* _WORK REQUEST_
With the material below, print exactly the lines between the line holding "https://cloud-native.slack.com in #flux" and the line holding "Is there anything", inclusive. Add nothing else.

* _EXERCISE INPUTS_
Issue #294, opened 2022-01-19
Support cross-namespace sourceRef in ImageUpdateAutomation


squaremo:
For some deployments of Flux, the GitRepository object giving access to a git repo is owned by one team, and the definitions for image updates (ImageRepository, ImagePolicy, and ImageUpdateAutomation) are owned by other teams. There is a strong preference in those cases for keeping the GitRepository in one namespace, and letting teams define automation in their own namespaces -- but to be able to do that, the ImageUpdateAutomation object would need to be able to refer to a GitRepository object in another namespace.

Similar work was done in https://github.com/fluxcd/image-reflector-controller/pull/162, and for more background on similar use cases, see https://github.com/fluxcd/image-automation-controller/issues/85.

(I am not going to recapitulate the pros and cons of breaking namespace isolation here -- that ship has sailed <sup>[meaning](https://idioms.thefreedictionary.com/ship+has+sailed)</sup>.)

aryan9600:
Looking at fluxcd/image-reflector-controller#162, do we want to add similar ACL support or let `ImageUpdateAutomation` objects in any namespace have access to a `GitRepository `?

squaremo:
> do we want to add similar ACL support or let `ImageUpdateAutomation` objects in any namespace have access to a `GitRepository`?

Good question. I would feel more comfortable waiting for `accessFrom` to be implemented in source controller, then respecting it here.

stefanprodan:
> Good question. I would feel more comfortable waiting for accessFrom to be implemented in source controller, then respecting it here.

ACLs are client-side, as described in https://github.com/fluxcd/flux2/pull/2092

stefanprodan:
@squaremo according to https://github.com/fluxcd/flux2/pull/2093 this controller should accept cross-namespace refs as KC and HC do now. When that RFC is merged, only then we can add a flag to enforce ACLs.

Issue #201, opened 2021-07-16
Make "Cross Namespace Reference" error more difficult to trigger or easier to diagnose


kingdonb:
People seem to be wanting to put the automation resources in the same namespace as the Kustomization deploys into. Unfortunately this cannot work, since ImageUpdateAutomation defines SourceRef as a [`kind` and `name` only](https://fluxcd.io/docs/components/image/automation-api/#image.toolkit.fluxcd.io/v1beta1.SourceReference) with no `namespace` field.

This is true for reasons that are well understood, (secrets cannot be read across namespace boundaries, and this will not be possible to change at least in the current incarnation of Flux's model for security that relies on Service Accounts, which are confined to within a namespace.)

But this information still seems to be lacking in support from the docs. The API docs themselves should clarify this minimally in the documentation of `SourceRef`, which I think is addressed in #200.

It still seems likely that by the time someone finds this note in the API docs, they will have already struggled for some time. I think someone needs to look at this issue holistically and figure out if there is more that we could be doing at the point of failure to help the user figure out what they've done wrong. (This will be tricky in some cases especially where there is no actual reconciler actively invoked by the certain failure modes. For example, kyaml tag referring to a policy that does not exist... no automation scanner will currently find this error, and thus no events will be emitted.)

This error is especially common for Helm Controller users, since the HelmRelease resources also define a field `SourceRef`, but with a different `CrossNamespaceObjectReference` type which *actually can* successfully reach across namespaces. This one doesn't have a need for reading directly from any secrets, so it works. I think this difference is very surprising and still seems quite hard to discover.

We seem to get this question from a different user in #flux Slack at least twice a week, and most but not all of them seem to be using Helm Controller. There are a few different ways this failure happens, and I think some of them can be stopped by emitting an error, while some other modes of failing here might already emit errors:

* the `ImageUpdateAutomation.spec.sourceRef` refers to a resource in a different namespace, with a namespace field
* the `sourceRef` refers to a resource which is in a different namespace, without including a reference to the namespace
* the kyaml setter tag references an imagepolicy by name and namespace, but it is not referenced in the correct namespace

The first error should be stopped by existing validation, although I'm not 100% sure about that. There is no namespace field, and if you provide one there, Kubernetes should emit a validation error preventing the resource from being created.

The second seems possible to catch, by emitting an error event from ImageUpdateAutomation signaling that the GitRepository referenced by `sourceRef` could not be found. I think this is something we don't currently emit errors about.

[...]

PR #299, opened 2022-01-21
Add support for cross-namespace sourceRef in ImageUpdateAutomation

aryan9600:
ImageUpdateAutomation objects can now refer to GitRepository objects in other
namespaces. Implemented by switching sourceRef from a SourceReference to a
dependency.CrossNamespaceDependencyReference.

Fix: #294 
Fix: #201
Fix: #180


api/v1beta1/imageupdateautomation_types.go
```diff
@@ -29,7 +30,7 @@ type ImageUpdateAutomationSpec struct {
 	// SourceRef refers to the resource giving access details
 	// to a git repository.
 	// +required
-	SourceRef SourceReference `json:"sourceRef"`
+	SourceRef dependency.CrossNamespaceDependencyReference `json:"sourceRef"`
```
stefanprodan, line 33: You need to create a type like this one https://github.com/fluxcd/kustomize-controller/blob/main/api/v1beta2/reference_types.go with `+kubebuilder:validation:Enum=GitRepository`

stefanprodan (changes requested):

api/v1beta1/imageupdateautomation_types.go
stefanprodan: Using `CrossNamespaceDependencyReference` breaks the API, but because this controller lacks any e2e tests such changes could make it into release. We should get the IRC and IAC in line with all the others controllers and write proper e2e tests.

api/v1beta1/reference.go
```diff
@@ -16,20 +13,32 @@ limitations under the License.
...
+// typed Kubernetes resource object at cluster level.
+type CrossNamespaceSourceReference struct {
+	// API version of the referent.
 	// +optional
 	APIVersion string `json:"apiVersion,omitempty"`
 
-	// Kind of the referent
+	// Kind of the referent.
 	// +kubebuilder:validation:Enum=GitRepository
-	// +kubebuilder:default=GitRepository
```
stefanprodan, line 28: Please restore the default, removing it implies a breaking change.

stefanprodan (changes requested):

stefanprodan (commented):
Please add a test for a GitRepository and its SSH secret in a different namespace

stefanprodan (approved):
LGTM

Thanks @aryan9600

PR #300, opened 2022-01-24
Retire squaremo as a maintainer

squaremo:
This moves me into the "Retired maintainers" category. The format is intended to work with the script https://github.com/fluxcd/community/blob/main/project/get_project_data.

### DIFF
--- a/MAINTAINERS
+++ b/MAINTAINERS
@@ -2,11 +2,11 @@ The maintainers are generally available in Slack at
 https://cloud-native.slack.com in #flux (https://cloud-native.slack.com/messages/CLAJ40HV3)
 (obtain an invitation at https://slack.cncf.io/).
 
-In additional to those listed below, this project shares maintainers
-from the main Flux v2 git repository, as listed in
+This project shares maintainers from the main Flux v2 git repository,
+as listed in
 
     https://github.com/fluxcd/flux2/blob/main/MAINTAINERS
 
-In alphabetical order:
+Retired maintainers:
 
-Michael Bridgen, Weaveworks <michael@weave.works> (github: @squaremo, slack: Michael Bridgen)
+ - Michael Bridgen


MAINTAINERS
```diff
@@ -2,11 +2,15 @@ The maintainers are generally available in Slack at
...
+In additional to those listed as current maintainers below, this project shares maintainers
 from the main Flux v2 git repository, as listed in
 
     https://github.com/fluxcd/flux2/blob/main/MAINTAINERS
 
-In alphabetical order:
+Project maintainers, in alphabetical order:
 
-Michael Bridgen, Weaveworks <michael@weave.works> (github: @squaremo, slack: Michael Bridgen)
+None.
```
kingdonb, line 12: This looks like an issue in need of adjustment, :)

Is there anything in governance about this? (I suppose we'll need someone to volunteer, else there will be nobody for reviewing and merging PRs.)

stefanprodan: This is confusing indeed, it's not like this project is now abandoned and without maintainers, but having `None` here suggests that.

stefanprodan: @squaremo can you please remove the "Project maintainers, in alphabetical order:" section?

squaremo: The alternative is that the initial paragraph refers to a list that does not follow.

squaremo: If you don't read the initial paragraph, either "None" or a missing list will lead you to think there are no maintainers. If you do read it, you will understand that "None" refers to additional maintainers.

stefanprodan: In other repos we don't say `None` we just omit that paragraph: https://github.com/fluxcd/kustomize-controller/blob/main/MAINTAINERS

squaremo: Yep, that's a better formulation: no need to refer to additional maintainers, then not have any.

hiddeco (approved):
:cry: stamp!

(It needs a :recycle: :fish: due to branch protection rule changes)

Issue #309, opened 2022-02-02
Build fails on Apple Silicon


stefanprodan:
After the v0.20 release, running make build/test/vet/etc fails on Apple Silicon with Go 1.17 ARM64. This is due to the libgit2 static build changes introduced in #303

PR #311, opened 2022-02-08
Upgrade libgit2 and fix static builds

aryan9600:
* Bump to golang-with-libgit2:1.1.1.6 to speed up build time when cross compiling. Previous version was compiling in emulation mode instead, which added +10x overhead.
* Ensure that make test is executed against the exact same libraries that will be shipped on the built image.
* Simplify Makefile to reduce its complexity.
* Libgit2 behaviour:
    linux-amd64 download static libraries from the official container image.
    linux-arm64 on top of the above, requires static musl tool chain (automatically downloaded).
    darwin-amd64 and darwin-arm64 download universal static libraries for darwin from https://github.com/fluxcd/golang-with-libgit2 releases.

Fixes: #309 

Co-authored-by: Paulo Gomes <paulo.gomes@weave.works>

### DIFF
--- a/.github/workflows/build.yaml
+++ b/.github/workflows/build.yaml
@@ -30,3 +30,42 @@ jobs:
       run: make test
     - name: Verify
       run: make verify
+
+  kind-linux-arm64:
+    # Hosted on Equinix
+    # Docs: https://github.com/fluxcd/flux2/tree/main/.github/runners
+    runs-on: [self-hosted, Linux, ARM64, equinix]
+    steps:
+      - name: Checkout
+        uses: actions/checkout@v2
+      - name: Setup Go
+        uses: actions/setup-go@v2
+        with:
+          go-version: 1.17.x
+      - name: Run tests
+        run: make test
+      - name: Verify
+        run: make verify
+
+  # Runs 'make test' on macos-10.15 to assure development environment for
+  # contributors using MacOS.
+  darwin-amd64:
+    runs-on: macos-10.15
+    steps:
+      - name: Checkout
+        uses: actions/checkout@v2
+      - name: Setup Go
+        uses: actions/setup-go@v2
+        with:
+          go-version: 1.17.x
+      - name: Restore Go cache
+        uses: actions/cache@v1
+        with:
+          path: /home/runner/work/_temp/_github_home/go/pkg/mod
+          key: ${{ runner.os }}-go-${{ hashFiles('**/go.sum') }}
+          restore-keys: |
+            ${{ runner.os }}-go-
+      - name: Run tests
+        run: make test
+      - name: Verify
+        run: make verify
--- a/Dockerfile
+++ b/Dockerfile
@@ -3,56 +3,96 @@ ARG GO_VERSION=1.17
 ARG XX_VERSION=1.1.0
 
 ARG LIBGIT2_IMG=ghcr.io/fluxcd/golang-with-libgit2
-ARG LIBGIT2_TAG=libgit2-1.1.1-4
+ARG LIBGIT2_TAG=libgit2-1.1.1-6
 
-FROM --platform=linux/amd64 ${LIBGIT2_IMG}:${LIBGIT2_TAG} as build-amd64
-FROM --platform=linux/arm64 ${LIBGIT2_IMG}:${LIBGIT2_TAG} as build-arm64
-FROM --platform=linux/arm/v7 ${LIBGIT2_IMG}:${LIBGIT2_TAG} as build-armv7
+FROM ${LIBGIT2_IMG}:${LIBGIT2_TAG} AS libgit2-libs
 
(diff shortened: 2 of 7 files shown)


.github/workflows/build.yaml
```diff
@@ -30,3 +30,48 @@ jobs:
...
+      - name: Setup Go
+        uses: actions/setup-go@v2
+        with:
+          go-version: 1.17.x
+      - name: Run tests
+        run: |
+          mkdir tmp-download; cd tmp-download; go mod init go-download;
+          GOBIN="${GITHUB_WORKSPACE}/build/gobin" go install sigs.k8s.io/controller-runtime/tools/setup-envtest@latest
+          GOBIN="${GITHUB_WORKSPACE}/build/gobin" go install sigs.k8s.io/controller-tools/cmd/controller-gen@v0.7.0
+          GOBIN="${GITHUB_WORKSPACE}/build/gobin" go install github.com/ahmetb/gen-crd-api-reference-docs@v0.3.0
```
pjbgf, line 50: When building against the arm64 runners for SC, only the `setup-envtest` did not work via Makefile. Did you also have issues with `controller-gen` and `gen-crd-api-reference-docs`?

Makefile
```diff
@@ -148,7 +192,7 @@ docker-build:  ## Build the Docker image
 	docker buildx build \
 		--build-arg LIBGIT2_IMG=$(LIBGIT2_IMG) \
 		--build-arg LIBGIT2_TAG=$(LIBGIT2_TAG) \
-		--platform=$(BUILD_PLATFORMS) \
+		--platform=linux/amd64 \
```
pjbgf, line 195: We probably need to revert this:

```suggestion
		--platform=$(BUILD_PLATFORMS) \
```

hack/install-libraries.sh
```diff
@@ -0,0 +1,98 @@
...
+    if [ -d "./build/libgit2/${TAG}" ]; then
+        echo "Skipping libgit2 setup as it already exists"
+        exit 0
+    fi
+
+    mkdir -p "./build/libgit2"
+    if [[ $OSTYPE == 'darwin'* ]]; then
+        # For MacOS development environments, download the amd64 static libraries released from from golang-with-libgit2.
+
+        #TODO: update URL with official URL + TAG:
```
pjbgf, line 49:
```suggestion
```

pjbgf (changes requested):
Nice one, @aryan9600. Just a few nits from me, apart from that really good stuff. :+1:

.github/workflows/build.yaml
aryan9600: yes: https://github.com/fluxcd/image-automation-controller/runs/5110912422?check_suite_focus=true

stefanprodan: Ca we set `GOBIN` for Make and get rid of the duplicate install? The issue with this is that the controller-gen version will diverge from the one in the Makefile.

Dockerfile
```diff
@@ -2,58 +2,98 @@ ARG BASE_VARIANT=alpine
 ARG GO_VERSION=1.17
 ARG XX_VERSION=1.1.0
 
-ARG LIBGIT2_IMG=ghcr.io/fluxcd/golang-with-libgit2
-ARG LIBGIT2_TAG=libgit2-1.1.1-4
```
pjbgf, line 6: This is required for release purposes xref: https://github.com/fluxcd/source-controller/pull/574

Makefile
```diff
@@ -159,43 +203,48 @@ docker-deploy:	## Set the Docker image in-cluster
...
 gen-crd-api-reference-docs:
 	$(call go-install-tool,$(GEN_CRD_API_REFERENCE_DOCS),github.com/ahmetb/gen-crd-api-reference-docs@v0.3.0)
 
-ENVTEST_ASSETS_DIR=$(shell pwd)/testbin
+ENVTEST_ASSETS_DIR=$(BUILD_DIR)/testbin
 ENVTEST_KUBERNETES_VERSION?=latest
 install-envtest: setup-envtest
 	mkdir -p ${ENVTEST_ASSETS_DIR}
 	$(ENVTEST) use $(ENVTEST_KUBERNETES_VERSION) --arch=$(ENVTEST_ARCH) --bin-dir=$(ENVTEST_ASSETS_DIR)
+	chmod -R u+w $(BUILD_DIR)
```
pjbgf, line 232: This may conflict with fuzzing, which creates files that are owned by root. I would rather just reset chmod of things that are set to 0555 by setenvtest:

```suggestion
	chmod -R u+w $(BUILD_DIR)/testbin
```

pjbgf (changes requested):
It is looking really good, thank you @aryan9600. The only change we must do before merging is to reset the img/tag on the Dockerfile, otherwise this will cause the release workflow to fail.

pjbgf (approved):
Great stuff @aryan9600, thank you! LGTM

hiddeco (approved):

Issue #320, opened 2022-02-21
Update libgit2 to 1.3.0


pjbgf:
Benefits and impacted issues:
- Improved error messages for git with meaningful information (opposed to “User error” or “Certificate error”)
  - https://github.com/fluxcd/image-automation-controller/issues/298
- Support for ed25519 as SSH hostkey verification
  - https://github.com/fluxcd/image-automation-controller/issues/298
- Support for IPv6.

Depends on:
- https://github.com/fluxcd/source-controller/pull/573
- https://github.com/fluxcd/source-controller/issues/587

PR #321, opened 2022-02-22
Update libgit2 to 1.3.0

pjbgf:
Update source controller to `v0.21.3` (https://github.com/fluxcd/source-controller/pull/589) and update libgit2 to `v1.3.0`.

Fixes https://github.com/fluxcd/image-automation-controller/issues/320


controllers/update_test.go
```diff
@@ -1413,3 +1435,77 @@ func mergeBranchIntoHead(repo *git.Repository, pushBranch string) {
 	})
 	Expect(err).NotTo(HaveOccurred())
 }
+
+// copied from source-controller/pkg/git/libgit2/checkout.go
+func commitFile(repo *git2go.Repository, path, content string, time time.Time) (*git2go.Oid, error) {
```
stefanprodan, line 1440: I think we should rewrite the commit logic using libgit2 https://github.com/fluxcd/image-automation-controller/blob/544e4870393435ec07c078c69dc9749149bc60c4/controllers/imageupdateautomation_controller.go#L571

pjbgf: I rewrote the gitInitRepo with libgit2, which was enough to remove the need for the adhoc fix.

Can we go ahead with the libgit2 to `1.3.0` on this PR and then any further rewrite/replacement of go-git we can deal on a separate PR.

stefanprodan (approved):
LGTM

Thanks @pjbgf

* _SOLUTION TO THE EXERCISE_
 https://cloud-native.slack.com in #flux (https://cloud-native.slack.com/messages/CLAJ40HV3)
 (obtain an invitation at https://slack.cncf.io/).
 
-In additional to those listed below, this project shares maintainers
-from the main Flux v2 git repository, as listed in
+This project shares maintainers from the main Flux v2 git repository,
+as listed in
 
     https://github.com/fluxcd/flux2/blob/main/MAINTAINERS
 
-In alphabetical order:
+Retired maintainers:
 
-Michael Bridgen, Weaveworks <michael@weave.works> (github: @squaremo, slack: Michael Bridgen)
+ - Michael Bridgen


MAINTAINERS
```diff
@@ -2,11 +2,15 @@ The maintainers are generally available in Slack at
...
+In additional to those listed as current maintainers below, this project shares maintainers
 from the main Flux v2 git repository, as listed in
 
     https://github.com/fluxcd/flux2/blob/main/MAINTAINERS
 
-In alphabetical order:
+Project maintainers, in alphabetical order:
 
-Michael Bridgen, Weaveworks <michael@weave.works> (github: @squaremo, slack: Michael Bridgen)
+None.
```
kingdonb, line 12: This looks like an issue in need of adjustment, :)

Is there anything in governance about this? (I suppose we'll need someone to volunteer, else there will be nobody for reviewing and merging PRs.)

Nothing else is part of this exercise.